■ **ASSIGNMENT**: The following data has a line with "PR #341, opened 2026-05-05" and a line with "- Fail fast". Write out exactly those lines and all the lines between them.

*** MATERIALS PROVIDED Section Begins ***

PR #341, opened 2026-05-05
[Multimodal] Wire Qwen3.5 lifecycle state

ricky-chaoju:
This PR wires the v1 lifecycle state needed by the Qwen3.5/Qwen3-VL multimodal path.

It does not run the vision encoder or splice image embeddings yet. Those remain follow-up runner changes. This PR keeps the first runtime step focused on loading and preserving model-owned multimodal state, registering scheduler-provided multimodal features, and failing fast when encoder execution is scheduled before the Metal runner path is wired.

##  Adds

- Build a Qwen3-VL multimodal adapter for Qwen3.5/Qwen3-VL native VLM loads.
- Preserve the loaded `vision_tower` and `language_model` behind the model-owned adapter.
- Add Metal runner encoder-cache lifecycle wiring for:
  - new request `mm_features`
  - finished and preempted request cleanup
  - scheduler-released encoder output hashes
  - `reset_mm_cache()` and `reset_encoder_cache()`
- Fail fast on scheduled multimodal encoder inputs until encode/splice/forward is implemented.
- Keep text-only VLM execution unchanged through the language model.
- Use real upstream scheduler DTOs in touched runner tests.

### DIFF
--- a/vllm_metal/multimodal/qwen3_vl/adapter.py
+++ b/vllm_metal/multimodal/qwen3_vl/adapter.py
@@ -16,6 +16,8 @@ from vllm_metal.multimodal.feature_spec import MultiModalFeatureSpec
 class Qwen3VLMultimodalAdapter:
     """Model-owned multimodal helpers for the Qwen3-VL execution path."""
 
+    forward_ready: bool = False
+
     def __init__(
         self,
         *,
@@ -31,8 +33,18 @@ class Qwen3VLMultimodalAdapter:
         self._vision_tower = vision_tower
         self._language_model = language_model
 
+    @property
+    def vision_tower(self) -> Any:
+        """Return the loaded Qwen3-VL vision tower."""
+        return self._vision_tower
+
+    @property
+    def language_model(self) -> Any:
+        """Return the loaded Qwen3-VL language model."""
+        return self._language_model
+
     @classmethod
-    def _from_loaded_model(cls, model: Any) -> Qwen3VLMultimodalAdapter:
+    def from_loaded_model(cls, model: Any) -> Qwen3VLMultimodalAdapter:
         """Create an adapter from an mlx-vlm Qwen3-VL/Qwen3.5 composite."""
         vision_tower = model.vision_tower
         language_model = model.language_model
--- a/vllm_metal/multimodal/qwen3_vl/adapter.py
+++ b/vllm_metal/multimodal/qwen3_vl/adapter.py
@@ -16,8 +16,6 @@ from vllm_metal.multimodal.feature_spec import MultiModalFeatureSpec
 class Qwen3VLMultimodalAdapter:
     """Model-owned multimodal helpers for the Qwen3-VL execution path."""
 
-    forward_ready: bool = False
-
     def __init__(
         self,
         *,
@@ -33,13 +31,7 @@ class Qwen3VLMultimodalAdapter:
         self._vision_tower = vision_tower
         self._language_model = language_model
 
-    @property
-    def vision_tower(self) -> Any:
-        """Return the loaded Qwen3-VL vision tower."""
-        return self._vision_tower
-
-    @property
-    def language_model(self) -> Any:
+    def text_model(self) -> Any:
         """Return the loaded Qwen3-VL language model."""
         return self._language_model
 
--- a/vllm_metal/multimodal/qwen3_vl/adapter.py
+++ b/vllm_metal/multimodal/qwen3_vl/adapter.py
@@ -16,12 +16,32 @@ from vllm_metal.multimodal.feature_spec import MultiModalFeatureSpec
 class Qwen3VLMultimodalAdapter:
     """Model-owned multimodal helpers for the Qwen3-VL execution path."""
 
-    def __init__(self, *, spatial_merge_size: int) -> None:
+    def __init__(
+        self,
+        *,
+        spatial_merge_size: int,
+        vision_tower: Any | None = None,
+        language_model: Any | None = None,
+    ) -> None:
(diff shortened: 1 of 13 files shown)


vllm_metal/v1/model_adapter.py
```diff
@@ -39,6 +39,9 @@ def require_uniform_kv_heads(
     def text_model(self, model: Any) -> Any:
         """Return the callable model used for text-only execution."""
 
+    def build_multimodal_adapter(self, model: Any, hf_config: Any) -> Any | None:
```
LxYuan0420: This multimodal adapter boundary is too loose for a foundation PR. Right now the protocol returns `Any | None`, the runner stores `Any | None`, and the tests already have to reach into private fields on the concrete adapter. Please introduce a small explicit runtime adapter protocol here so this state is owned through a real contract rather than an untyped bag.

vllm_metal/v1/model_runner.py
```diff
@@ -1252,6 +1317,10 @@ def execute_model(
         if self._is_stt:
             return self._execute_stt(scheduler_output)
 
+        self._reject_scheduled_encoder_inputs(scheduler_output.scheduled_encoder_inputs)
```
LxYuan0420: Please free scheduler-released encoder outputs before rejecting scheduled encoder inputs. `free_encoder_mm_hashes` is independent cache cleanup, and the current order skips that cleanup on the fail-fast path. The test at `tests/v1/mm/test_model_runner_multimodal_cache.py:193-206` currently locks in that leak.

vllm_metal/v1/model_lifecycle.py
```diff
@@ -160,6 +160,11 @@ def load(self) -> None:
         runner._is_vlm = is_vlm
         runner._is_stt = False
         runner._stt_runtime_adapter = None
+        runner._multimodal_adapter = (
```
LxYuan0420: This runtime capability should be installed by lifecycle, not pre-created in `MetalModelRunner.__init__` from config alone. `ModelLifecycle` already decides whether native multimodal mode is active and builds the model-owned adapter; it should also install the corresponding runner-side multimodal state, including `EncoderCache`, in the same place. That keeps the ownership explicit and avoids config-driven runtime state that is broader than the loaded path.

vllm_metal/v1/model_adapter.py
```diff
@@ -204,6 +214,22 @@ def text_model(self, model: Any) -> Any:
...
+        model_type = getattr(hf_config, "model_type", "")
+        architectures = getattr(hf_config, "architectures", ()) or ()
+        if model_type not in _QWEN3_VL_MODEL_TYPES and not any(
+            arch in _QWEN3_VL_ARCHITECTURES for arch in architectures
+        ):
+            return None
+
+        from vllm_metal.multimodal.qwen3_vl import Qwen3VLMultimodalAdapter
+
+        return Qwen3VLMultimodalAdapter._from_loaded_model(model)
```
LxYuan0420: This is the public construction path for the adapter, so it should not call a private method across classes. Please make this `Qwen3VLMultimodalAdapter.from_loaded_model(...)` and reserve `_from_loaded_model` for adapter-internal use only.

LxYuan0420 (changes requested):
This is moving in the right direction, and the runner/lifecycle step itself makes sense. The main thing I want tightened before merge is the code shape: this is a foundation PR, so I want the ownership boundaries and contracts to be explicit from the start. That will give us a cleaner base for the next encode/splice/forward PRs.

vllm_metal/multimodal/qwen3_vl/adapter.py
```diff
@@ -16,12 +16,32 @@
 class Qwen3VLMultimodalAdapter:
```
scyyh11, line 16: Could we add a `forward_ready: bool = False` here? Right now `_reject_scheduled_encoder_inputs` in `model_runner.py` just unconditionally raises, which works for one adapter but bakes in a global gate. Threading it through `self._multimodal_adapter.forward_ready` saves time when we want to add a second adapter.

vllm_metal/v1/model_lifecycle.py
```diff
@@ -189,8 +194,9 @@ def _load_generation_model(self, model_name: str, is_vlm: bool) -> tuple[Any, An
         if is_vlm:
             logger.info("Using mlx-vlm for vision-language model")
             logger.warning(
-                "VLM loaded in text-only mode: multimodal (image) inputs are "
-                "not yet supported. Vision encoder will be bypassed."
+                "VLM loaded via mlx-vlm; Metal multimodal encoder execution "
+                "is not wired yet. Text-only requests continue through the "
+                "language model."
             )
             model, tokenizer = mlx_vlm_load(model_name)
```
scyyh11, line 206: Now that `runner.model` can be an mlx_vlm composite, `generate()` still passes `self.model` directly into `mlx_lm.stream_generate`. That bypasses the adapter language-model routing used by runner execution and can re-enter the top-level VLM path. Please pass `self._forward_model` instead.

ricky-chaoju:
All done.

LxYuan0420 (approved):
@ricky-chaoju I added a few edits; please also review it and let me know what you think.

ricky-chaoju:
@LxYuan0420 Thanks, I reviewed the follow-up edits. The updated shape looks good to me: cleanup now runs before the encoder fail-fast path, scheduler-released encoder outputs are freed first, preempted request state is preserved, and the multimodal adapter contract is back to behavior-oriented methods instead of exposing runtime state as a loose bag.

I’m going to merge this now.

*** MATERIALS PROVIDED Section Ends ***
*** MATERIALS PROVIDED Section Begins ***

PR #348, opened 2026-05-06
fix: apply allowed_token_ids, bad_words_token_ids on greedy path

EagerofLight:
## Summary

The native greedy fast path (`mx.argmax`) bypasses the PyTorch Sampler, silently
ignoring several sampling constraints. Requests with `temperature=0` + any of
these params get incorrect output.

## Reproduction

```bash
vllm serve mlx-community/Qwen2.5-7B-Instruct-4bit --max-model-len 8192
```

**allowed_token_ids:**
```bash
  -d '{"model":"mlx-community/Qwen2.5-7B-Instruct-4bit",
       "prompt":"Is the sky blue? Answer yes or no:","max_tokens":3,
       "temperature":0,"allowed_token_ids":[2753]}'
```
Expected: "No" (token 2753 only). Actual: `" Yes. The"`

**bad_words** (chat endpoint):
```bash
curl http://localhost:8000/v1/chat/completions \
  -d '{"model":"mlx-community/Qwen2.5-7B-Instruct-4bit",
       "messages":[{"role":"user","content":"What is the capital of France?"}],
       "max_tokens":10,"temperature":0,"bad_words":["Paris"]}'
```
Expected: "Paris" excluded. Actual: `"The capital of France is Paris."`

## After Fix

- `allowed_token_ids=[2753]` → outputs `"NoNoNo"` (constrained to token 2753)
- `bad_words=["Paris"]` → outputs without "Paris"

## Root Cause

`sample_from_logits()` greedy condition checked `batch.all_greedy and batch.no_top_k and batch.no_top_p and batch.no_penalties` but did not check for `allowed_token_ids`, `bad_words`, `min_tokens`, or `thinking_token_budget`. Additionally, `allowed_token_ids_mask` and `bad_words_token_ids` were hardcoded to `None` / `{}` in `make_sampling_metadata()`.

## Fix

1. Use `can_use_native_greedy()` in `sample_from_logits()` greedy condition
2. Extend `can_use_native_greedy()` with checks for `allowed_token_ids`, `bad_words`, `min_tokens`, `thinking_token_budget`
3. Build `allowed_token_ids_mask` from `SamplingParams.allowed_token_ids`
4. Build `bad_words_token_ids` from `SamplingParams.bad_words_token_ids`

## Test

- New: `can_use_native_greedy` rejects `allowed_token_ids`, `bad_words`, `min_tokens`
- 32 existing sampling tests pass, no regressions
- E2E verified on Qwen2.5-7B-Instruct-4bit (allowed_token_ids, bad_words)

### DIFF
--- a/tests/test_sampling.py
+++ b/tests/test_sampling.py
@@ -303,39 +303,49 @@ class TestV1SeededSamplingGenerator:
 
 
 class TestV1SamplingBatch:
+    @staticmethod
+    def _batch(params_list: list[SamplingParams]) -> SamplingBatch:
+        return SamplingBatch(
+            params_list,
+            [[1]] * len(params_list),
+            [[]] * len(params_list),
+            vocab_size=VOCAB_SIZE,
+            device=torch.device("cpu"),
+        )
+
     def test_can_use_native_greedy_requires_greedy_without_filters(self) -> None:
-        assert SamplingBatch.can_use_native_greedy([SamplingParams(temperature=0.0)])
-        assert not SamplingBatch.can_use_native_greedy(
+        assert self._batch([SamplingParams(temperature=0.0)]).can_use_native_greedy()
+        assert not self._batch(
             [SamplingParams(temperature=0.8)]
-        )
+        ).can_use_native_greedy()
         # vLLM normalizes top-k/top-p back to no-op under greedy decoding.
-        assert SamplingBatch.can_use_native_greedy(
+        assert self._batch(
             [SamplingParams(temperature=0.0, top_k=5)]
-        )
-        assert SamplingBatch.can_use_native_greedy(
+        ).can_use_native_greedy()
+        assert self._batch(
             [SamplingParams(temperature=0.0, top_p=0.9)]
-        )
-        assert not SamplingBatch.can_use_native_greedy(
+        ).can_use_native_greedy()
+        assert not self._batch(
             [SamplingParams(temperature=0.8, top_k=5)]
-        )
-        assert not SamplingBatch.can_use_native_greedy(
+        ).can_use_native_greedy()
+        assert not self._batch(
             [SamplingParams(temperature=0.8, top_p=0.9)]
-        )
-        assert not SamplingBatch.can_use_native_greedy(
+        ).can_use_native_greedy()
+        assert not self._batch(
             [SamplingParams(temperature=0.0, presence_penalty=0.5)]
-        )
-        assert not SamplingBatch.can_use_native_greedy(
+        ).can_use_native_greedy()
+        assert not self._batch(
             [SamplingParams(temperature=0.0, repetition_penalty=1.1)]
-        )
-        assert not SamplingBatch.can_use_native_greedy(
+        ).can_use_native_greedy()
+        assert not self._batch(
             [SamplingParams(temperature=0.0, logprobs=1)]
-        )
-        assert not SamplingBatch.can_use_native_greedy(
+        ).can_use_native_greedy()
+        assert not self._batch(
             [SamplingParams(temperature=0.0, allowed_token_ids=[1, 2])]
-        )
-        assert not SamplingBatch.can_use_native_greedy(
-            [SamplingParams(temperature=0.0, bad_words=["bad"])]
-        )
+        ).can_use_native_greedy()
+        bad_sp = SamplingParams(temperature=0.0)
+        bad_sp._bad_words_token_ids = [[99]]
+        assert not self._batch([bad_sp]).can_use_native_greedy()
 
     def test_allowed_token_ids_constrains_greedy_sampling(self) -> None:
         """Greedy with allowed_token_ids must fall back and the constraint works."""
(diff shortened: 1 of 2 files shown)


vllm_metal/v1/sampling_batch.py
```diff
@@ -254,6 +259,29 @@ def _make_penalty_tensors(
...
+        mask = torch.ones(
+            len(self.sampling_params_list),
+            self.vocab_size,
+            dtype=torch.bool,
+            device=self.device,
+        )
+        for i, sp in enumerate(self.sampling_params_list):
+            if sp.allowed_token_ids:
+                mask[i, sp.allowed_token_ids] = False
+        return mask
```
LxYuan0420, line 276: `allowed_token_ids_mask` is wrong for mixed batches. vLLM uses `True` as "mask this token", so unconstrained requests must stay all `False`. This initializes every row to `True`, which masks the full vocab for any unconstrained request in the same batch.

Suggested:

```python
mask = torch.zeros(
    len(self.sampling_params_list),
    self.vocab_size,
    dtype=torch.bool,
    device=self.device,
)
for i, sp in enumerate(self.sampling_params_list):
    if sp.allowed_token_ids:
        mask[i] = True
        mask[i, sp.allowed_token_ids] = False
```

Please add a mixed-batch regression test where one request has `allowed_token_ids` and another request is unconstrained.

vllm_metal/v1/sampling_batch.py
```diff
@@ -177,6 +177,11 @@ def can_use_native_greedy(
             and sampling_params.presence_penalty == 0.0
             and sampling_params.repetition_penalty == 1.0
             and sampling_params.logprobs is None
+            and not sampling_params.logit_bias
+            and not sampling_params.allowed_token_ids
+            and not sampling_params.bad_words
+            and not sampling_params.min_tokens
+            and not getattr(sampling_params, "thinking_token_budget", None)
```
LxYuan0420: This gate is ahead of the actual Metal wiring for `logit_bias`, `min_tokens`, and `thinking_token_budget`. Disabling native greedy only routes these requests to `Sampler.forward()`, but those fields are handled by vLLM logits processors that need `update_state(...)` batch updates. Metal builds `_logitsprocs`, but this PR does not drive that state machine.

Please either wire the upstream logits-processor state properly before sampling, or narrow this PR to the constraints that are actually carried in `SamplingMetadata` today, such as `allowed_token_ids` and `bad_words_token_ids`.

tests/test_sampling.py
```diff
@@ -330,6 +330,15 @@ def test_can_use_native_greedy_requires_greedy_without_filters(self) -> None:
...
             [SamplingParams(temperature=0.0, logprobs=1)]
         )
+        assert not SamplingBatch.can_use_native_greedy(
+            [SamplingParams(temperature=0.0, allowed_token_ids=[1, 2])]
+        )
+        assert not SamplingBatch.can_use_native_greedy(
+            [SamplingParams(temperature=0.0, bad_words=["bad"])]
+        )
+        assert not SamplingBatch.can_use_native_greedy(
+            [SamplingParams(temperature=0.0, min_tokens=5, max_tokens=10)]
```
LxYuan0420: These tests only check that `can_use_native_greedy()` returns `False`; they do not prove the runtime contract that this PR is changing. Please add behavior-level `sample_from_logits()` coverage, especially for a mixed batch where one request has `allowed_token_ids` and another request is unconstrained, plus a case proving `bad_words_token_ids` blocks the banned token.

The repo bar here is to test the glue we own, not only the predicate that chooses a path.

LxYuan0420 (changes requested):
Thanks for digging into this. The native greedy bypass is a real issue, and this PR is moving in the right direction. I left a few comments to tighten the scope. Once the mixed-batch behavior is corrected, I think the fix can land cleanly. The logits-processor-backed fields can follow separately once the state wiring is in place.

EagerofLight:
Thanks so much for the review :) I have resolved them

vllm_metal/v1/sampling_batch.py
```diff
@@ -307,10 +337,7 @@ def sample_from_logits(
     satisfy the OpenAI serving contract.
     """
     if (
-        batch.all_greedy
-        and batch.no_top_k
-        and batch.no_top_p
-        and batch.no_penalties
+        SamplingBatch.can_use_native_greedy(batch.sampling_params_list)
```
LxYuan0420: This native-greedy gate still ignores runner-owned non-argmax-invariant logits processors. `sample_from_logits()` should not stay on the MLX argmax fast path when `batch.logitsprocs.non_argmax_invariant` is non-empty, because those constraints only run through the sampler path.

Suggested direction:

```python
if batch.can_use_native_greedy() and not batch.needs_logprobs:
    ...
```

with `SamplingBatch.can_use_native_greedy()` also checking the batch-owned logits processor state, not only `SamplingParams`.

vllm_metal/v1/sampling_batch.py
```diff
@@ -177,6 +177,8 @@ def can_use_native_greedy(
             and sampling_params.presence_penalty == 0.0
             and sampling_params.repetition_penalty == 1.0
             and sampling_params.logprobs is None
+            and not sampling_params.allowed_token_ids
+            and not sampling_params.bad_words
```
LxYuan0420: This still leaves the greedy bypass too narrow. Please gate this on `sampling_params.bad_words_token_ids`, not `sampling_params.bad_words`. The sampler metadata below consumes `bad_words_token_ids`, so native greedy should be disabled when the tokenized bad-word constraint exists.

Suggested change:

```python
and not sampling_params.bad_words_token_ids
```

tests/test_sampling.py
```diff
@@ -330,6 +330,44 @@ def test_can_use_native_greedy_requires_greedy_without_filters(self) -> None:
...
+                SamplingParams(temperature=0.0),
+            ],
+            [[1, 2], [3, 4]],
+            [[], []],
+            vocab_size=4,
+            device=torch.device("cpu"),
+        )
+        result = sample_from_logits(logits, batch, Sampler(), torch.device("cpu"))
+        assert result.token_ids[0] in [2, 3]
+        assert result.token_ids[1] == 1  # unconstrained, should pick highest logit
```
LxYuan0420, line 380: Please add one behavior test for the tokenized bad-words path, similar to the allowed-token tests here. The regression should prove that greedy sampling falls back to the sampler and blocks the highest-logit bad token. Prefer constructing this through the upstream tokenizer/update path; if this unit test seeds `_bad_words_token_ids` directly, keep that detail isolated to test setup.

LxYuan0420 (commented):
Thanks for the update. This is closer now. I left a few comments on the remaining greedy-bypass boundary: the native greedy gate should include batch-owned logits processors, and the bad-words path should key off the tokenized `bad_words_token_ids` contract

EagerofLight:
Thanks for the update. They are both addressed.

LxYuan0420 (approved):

*** MATERIALS PROVIDED Section Ends ***

■ **RESPONSE TO THE EXERCISE**:
PR #341, opened 2026-05-05
[Multimodal] Wire Qwen3.5 lifecycle state

ricky-chaoju:
This PR wires the v1 lifecycle state needed by the Qwen3.5/Qwen3-VL multimodal path.

It does not run the vision encoder or splice image embeddings yet. Those remain follow-up runner changes. This PR keeps the first runtime step focused on loading and preserving model-owned multimodal state, registering scheduler-provided multimodal features, and failing fast when encoder execution is scheduled before the Metal runner path is wired.

##  Adds

- Build a Qwen3-VL multimodal adapter for Qwen3.5/Qwen3-VL native VLM loads.
- Preserve the loaded `vision_tower` and `language_model` behind the model-owned adapter.
- Add Metal runner encoder-cache lifecycle wiring for:
  - new request `mm_features`
  - finished and preempted request cleanup
  - scheduler-released encoder output hashes
  - `reset_mm_cache()` and `reset_encoder_cache()`
- Fail fast on scheduled multimodal encoder inputs until encode/splice/forward is implemented.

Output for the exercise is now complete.